◆ **Task objective**: Using the records that appear below, write out exactly the lines from the one with "(diff shortened: 2 of 2 files shown)" through the one with "by default maybe?", keeping both end lines.

[Collected data entries]
● ● ● ● ●

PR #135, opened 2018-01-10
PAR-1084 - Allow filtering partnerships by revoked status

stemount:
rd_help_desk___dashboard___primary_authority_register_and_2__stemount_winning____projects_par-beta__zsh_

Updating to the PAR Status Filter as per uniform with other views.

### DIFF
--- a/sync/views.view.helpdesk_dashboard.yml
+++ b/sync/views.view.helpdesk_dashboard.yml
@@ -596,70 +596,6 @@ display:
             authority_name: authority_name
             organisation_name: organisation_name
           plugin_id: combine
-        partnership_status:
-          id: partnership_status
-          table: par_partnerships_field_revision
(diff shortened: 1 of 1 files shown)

● ● ● ● ●

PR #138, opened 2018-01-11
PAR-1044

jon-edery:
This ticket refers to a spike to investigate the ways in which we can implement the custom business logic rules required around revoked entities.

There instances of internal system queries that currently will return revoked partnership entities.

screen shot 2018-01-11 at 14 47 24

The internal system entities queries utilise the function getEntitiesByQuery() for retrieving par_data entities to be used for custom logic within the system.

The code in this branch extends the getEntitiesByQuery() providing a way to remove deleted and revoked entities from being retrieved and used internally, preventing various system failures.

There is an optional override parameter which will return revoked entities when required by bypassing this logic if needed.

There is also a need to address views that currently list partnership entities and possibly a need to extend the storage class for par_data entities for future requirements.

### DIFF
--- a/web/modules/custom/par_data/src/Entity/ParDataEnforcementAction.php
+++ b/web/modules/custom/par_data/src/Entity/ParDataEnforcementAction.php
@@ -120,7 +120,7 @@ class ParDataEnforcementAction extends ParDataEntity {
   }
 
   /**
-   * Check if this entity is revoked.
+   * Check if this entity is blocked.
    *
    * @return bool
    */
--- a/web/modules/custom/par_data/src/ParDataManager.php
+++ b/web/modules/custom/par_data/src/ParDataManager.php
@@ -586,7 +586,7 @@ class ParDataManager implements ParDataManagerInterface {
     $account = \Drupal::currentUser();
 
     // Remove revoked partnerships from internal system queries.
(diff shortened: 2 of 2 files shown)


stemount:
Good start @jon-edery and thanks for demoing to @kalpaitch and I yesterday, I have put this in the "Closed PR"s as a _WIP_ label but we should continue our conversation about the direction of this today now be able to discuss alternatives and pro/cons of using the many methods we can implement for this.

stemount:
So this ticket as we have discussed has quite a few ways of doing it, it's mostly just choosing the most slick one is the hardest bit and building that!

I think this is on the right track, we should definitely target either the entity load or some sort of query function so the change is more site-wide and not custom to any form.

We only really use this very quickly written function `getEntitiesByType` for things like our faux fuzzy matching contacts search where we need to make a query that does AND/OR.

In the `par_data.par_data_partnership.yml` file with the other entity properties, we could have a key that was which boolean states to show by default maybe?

● ● ● ● ●

◆ **Task solution**:
(diff shortened: 2 of 2 files shown)


stemount:
Good start @jon-edery and thanks for demoing to @kalpaitch and I yesterday, I have put this in the "Closed PR"s as a _WIP_ label but we should continue our conversation about the direction of this today now be able to discuss alternatives and pro/cons of using the many methods we can implement for this.

stemount:
So this ticket as we have discussed has quite a few ways of doing it, it's mostly just choosing the most slick one is the hardest bit and building that!

I think this is on the right track, we should definitely target either the entity load or some sort of query function so the change is more site-wide and not custom to any form.

We only really use this very quickly written function `getEntitiesByType` for things like our faux fuzzy matching contacts search where we need to make a query that does AND/OR.

In the `par_data.par_data_partnership.yml` file with the other entity properties, we could have a key that was which boolean states to show by default maybe?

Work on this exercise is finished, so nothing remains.